The data below should be copied over with complete accuracy.

[Collected data entries]
══════════════════════════════

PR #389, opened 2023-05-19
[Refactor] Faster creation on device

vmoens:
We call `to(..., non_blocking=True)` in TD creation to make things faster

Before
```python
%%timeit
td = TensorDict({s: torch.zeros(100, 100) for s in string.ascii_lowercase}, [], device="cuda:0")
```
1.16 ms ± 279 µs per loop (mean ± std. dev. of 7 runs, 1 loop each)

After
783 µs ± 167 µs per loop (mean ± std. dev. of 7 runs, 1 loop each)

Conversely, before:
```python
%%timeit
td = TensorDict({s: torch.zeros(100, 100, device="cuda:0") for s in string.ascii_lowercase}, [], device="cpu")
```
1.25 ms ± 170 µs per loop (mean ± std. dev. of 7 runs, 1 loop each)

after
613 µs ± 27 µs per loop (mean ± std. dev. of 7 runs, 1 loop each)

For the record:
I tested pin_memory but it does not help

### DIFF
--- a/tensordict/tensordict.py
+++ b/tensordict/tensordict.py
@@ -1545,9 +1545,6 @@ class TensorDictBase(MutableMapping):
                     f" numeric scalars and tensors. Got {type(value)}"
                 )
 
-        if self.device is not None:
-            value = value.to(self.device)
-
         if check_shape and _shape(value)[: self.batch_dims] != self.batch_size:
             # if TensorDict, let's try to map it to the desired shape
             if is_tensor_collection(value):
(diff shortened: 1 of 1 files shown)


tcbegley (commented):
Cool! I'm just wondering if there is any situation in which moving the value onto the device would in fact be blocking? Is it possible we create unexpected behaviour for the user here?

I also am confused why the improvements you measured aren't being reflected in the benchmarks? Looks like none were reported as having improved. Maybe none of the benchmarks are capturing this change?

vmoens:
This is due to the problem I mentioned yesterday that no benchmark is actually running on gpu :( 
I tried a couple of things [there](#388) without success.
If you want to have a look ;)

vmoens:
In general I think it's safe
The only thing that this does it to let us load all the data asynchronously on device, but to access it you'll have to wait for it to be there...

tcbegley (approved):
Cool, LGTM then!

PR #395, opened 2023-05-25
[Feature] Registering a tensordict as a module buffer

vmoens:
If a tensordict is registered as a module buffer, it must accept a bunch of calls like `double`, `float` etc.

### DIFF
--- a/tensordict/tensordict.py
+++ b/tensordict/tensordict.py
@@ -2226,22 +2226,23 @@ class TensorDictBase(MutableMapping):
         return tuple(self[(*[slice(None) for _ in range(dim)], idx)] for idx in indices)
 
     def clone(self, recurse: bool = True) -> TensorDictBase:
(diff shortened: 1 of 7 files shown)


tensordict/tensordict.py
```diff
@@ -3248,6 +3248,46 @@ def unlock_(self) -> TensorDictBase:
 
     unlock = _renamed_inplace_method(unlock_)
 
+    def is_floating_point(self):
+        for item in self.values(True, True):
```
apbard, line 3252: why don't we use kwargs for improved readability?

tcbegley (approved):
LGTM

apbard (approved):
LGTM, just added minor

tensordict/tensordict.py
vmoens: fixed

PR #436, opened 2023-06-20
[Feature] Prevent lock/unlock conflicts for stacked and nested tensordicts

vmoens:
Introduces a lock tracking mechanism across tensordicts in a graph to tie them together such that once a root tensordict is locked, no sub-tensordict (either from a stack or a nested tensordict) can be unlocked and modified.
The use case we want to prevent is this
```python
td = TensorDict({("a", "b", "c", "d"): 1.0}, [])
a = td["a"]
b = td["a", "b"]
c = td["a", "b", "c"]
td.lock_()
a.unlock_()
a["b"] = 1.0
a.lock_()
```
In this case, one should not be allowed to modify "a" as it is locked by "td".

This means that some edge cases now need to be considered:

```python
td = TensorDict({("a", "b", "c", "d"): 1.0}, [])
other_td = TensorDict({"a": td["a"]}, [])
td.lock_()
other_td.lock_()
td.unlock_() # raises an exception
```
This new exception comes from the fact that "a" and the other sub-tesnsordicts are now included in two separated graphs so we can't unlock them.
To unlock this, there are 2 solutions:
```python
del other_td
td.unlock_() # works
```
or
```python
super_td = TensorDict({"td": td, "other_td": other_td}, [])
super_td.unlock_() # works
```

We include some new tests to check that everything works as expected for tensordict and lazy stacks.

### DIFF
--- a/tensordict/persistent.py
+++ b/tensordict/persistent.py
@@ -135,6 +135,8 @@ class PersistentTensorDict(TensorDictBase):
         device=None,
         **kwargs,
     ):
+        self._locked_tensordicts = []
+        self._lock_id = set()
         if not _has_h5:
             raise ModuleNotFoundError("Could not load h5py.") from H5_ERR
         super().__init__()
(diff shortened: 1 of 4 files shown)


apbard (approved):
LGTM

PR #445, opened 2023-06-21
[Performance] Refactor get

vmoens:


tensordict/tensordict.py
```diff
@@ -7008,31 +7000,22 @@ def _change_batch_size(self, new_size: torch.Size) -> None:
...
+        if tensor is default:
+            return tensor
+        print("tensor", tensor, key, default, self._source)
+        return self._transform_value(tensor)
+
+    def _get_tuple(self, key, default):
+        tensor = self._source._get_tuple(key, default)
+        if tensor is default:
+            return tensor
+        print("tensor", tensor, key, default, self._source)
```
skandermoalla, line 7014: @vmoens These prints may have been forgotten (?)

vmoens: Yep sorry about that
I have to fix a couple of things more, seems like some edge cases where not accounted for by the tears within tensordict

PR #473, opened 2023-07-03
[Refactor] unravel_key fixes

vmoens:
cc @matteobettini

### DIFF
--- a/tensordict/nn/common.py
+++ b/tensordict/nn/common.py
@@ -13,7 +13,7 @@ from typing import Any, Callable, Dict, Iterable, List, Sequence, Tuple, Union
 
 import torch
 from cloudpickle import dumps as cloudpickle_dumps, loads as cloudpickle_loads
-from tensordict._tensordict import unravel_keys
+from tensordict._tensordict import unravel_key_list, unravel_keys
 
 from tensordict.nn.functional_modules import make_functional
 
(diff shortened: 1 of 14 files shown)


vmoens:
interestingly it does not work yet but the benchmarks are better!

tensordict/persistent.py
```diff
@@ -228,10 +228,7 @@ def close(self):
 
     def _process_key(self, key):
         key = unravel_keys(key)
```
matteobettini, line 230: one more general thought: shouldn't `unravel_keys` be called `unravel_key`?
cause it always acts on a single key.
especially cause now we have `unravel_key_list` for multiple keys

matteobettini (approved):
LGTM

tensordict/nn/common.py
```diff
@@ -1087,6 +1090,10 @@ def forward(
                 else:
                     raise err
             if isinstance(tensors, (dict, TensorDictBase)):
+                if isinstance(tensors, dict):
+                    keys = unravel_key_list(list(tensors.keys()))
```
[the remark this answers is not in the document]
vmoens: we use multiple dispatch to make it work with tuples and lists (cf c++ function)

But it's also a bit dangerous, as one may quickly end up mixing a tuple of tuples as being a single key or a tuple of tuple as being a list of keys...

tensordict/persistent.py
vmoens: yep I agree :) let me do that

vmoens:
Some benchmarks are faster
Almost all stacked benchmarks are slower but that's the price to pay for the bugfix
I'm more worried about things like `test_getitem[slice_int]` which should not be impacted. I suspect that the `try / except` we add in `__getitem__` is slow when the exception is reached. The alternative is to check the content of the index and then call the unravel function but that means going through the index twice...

══════════════════════════════

### SOLUTION TO THE EXERCISE
PR #389, opened 2023-05-19
[Refactor] Faster creation on device

vmoens:
We call `to(..., non_blocking=True)` in TD creation to make things faster

Before
```python
%%timeit
td = TensorDict({s: torch.zeros(100, 100) for s in string.ascii_lowercase}, [], device="cuda:0")
```
1.16 ms ± 279 µs per loop (mean ± std. dev. of 7 runs, 1 loop each)

After
783 µs ± 167 µs per loop (mean ± std. dev. of 7 runs, 1 loop each)

Conversely, before:
```python
%%timeit
td = TensorDict({s: torch.zeros(100, 100, device="cuda:0") for s in string.ascii_lowercase}, [], device="cpu")
```
1.25 ms ± 170 µs per loop (mean ± std. dev. of 7 runs, 1 loop each)

after
613 µs ± 27 µs per loop (mean ± std. dev. of 7 runs, 1 loop each)

For the record:
I tested pin_memory but it does not help

### DIFF
--- a/tensordict/tensordict.py
+++ b/tensordict/tensordict.py
@@ -1545,9 +1545,6 @@ class TensorDictBase(MutableMapping):
                     f" numeric scalars and tensors. Got {type(value)}"
                 )
 
-        if self.device is not None:
-            value = value.to(self.device)
-
         if check_shape and _shape(value)[: self.batch_dims] != self.batch_size:
             # if TensorDict, let's try to map it to the desired shape
             if is_tensor_collection(value):
(diff shortened: 1 of 1 files shown)


tcbegley (commented):
Cool! I'm just wondering if there is any situation in which moving the value onto the device would in fact be blocking? Is it possible we create unexpected behaviour for the user here?

I also am confused why the improvements you measured aren't being reflected in the benchmarks? Looks like none were reported as having improved. Maybe none of the benchmarks are capturing this change?

vmoens:
This is due to the problem I mentioned yesterday that no benchmark is actually running on gpu :( 
I tried a couple of things [there](#388) without success.
If you want to have a look ;)

vmoens:
In general I think it's safe
The only thing that this does it to let us load all the data asynchronously on device, but to access it you'll have to wait for it to be there...

tcbegley (approved):
Cool, LGTM then!

PR #395, opened 2023-05-25
[Feature] Registering a tensordict as a module buffer

vmoens:
If a tensordict is registered as a module buffer, it must accept a bunch of calls like `double`, `float` etc.

### DIFF
--- a/tensordict/tensordict.py
+++ b/tensordict/tensordict.py
@@ -2226,22 +2226,23 @@ class TensorDictBase(MutableMapping):
         return tuple(self[(*[slice(None) for _ in range(dim)], idx)] for idx in indices)
 
     def clone(self, recurse: bool = True) -> TensorDictBase:
(diff shortened: 1 of 7 files shown)


tensordict/tensordict.py
```diff
@@ -3248,6 +3248,46 @@ def unlock_(self) -> TensorDictBase:
 
     unlock = _renamed_inplace_method(unlock_)
 
+    def is_floating_point(self):
+        for item in self.values(True, True):
```
apbard, line 3252: why don't we use kwargs for improved readability?

tcbegley (approved):
LGTM

apbard (approved):
LGTM, just added minor

tensordict/tensordict.py
vmoens: fixed

PR #436, opened 2023-06-20
[Feature] Prevent lock/unlock conflicts for stacked and nested tensordicts

vmoens:
Introduces a lock tracking mechanism across tensordicts in a graph to tie them together such that once a root tensordict is locked, no sub-tensordict (either from a stack or a nested tensordict) can be unlocked and modified.
The use case we want to prevent is this
```python
td = TensorDict({("a", "b", "c", "d"): 1.0}, [])
a = td["a"]
b = td["a", "b"]
c = td["a", "b", "c"]
td.lock_()
a.unlock_()
a["b"] = 1.0
a.lock_()
```
In this case, one should not be allowed to modify "a" as it is locked by "td".

This means that some edge cases now need to be considered:

```python
td = TensorDict({("a", "b", "c", "d"): 1.0}, [])
other_td = TensorDict({"a": td["a"]}, [])
td.lock_()
other_td.lock_()
td.unlock_() # raises an exception
```
This new exception comes from the fact that "a" and the other sub-tesnsordicts are now included in two separated graphs so we can't unlock them.
To unlock this, there are 2 solutions:
```python
del other_td
td.unlock_() # works
```
or
```python
super_td = TensorDict({"td": td, "other_td": other_td}, [])
super_td.unlock_() # works
```

We include some new tests to check that everything works as expected for tensordict and lazy stacks.

### DIFF
--- a/tensordict/persistent.py
+++ b/tensordict/persistent.py
@@ -135,6 +135,8 @@ class PersistentTensorDict(TensorDictBase):
         device=None,
         **kwargs,
     ):
+        self._locked_tensordicts = []
+        self._lock_id = set()
         if not _has_h5:
             raise ModuleNotFoundError("Could not load h5py.") from H5_ERR
         super().__init__()
(diff shortened: 1 of 4 files shown)


apbard (approved):
LGTM

PR #445, opened 2023-06-21
[Performance] Refactor get

vmoens:


tensordict/tensordict.py
```diff
@@ -7008,31 +7000,22 @@ def _change_batch_size(self, new_size: torch.Size) -> None:
...
+        if tensor is default:
+            return tensor
+        print("tensor", tensor, key, default, self._source)
+        return self._transform_value(tensor)
+
+    def _get_tuple(self, key, default):
+        tensor = self._source._get_tuple(key, default)
+        if tensor is default:
+            return tensor
+        print("tensor", tensor, key, default, self._source)
```
skandermoalla, line 7014: @vmoens These prints may have been forgotten (?)

vmoens: Yep sorry about that
I have to fix a couple of things more, seems like some edge cases where not accounted for by the tears within tensordict

PR #473, opened 2023-07-03
[Refactor] unravel_key fixes

vmoens:
cc @matteobettini

### DIFF
--- a/tensordict/nn/common.py
+++ b/tensordict/nn/common.py
@@ -13,7 +13,7 @@ from typing import Any, Callable, Dict, Iterable, List, Sequence, Tuple, Union
 
 import torch
 from cloudpickle import dumps as cloudpickle_dumps, loads as cloudpickle_loads
-from tensordict._tensordict import unravel_keys
+from tensordict._tensordict import unravel_key_list, unravel_keys
 
 from tensordict.nn.functional_modules import make_functional
 
(diff shortened: 1 of 14 files shown)


vmoens:
interestingly it does not work yet but the benchmarks are better!

tensordict/persistent.py
```diff
@@ -228,10 +228,7 @@ def close(self):
 
     def _process_key(self, key):
         key = unravel_keys(key)
```
matteobettini, line 230: one more general thought: shouldn't `unravel_keys` be called `unravel_key`?
cause it always acts on a single key.
especially cause now we have `unravel_key_list` for multiple keys

matteobettini (approved):
LGTM

tensordict/nn/common.py
```diff
@@ -1087,6 +1090,10 @@ def forward(
                 else:
                     raise err
             if isinstance(tensors, (dict, TensorDictBase)):
+                if isinstance(tensors, dict):
+                    keys = unravel_key_list(list(tensors.keys()))
```
[the remark this answers is not in the document]
vmoens: we use multiple dispatch to make it work with tuples and lists (cf c++ function)

But it's also a bit dangerous, as one may quickly end up mixing a tuple of tuples as being a single key or a tuple of tuple as being a list of keys...

tensordict/persistent.py
vmoens: yep I agree :) let me do that

vmoens:
Some benchmarks are faster
Almost all stacked benchmarks are slower but that's the price to pay for the bugfix
I'm more worried about things like `test_getitem[slice_int]` which should not be impacted. I suspect that the `try / except` we add in `__getitem__` is slow when the exception is reached. The alternative is to check the content of the index and then call the unravel function but that means going through the index twice...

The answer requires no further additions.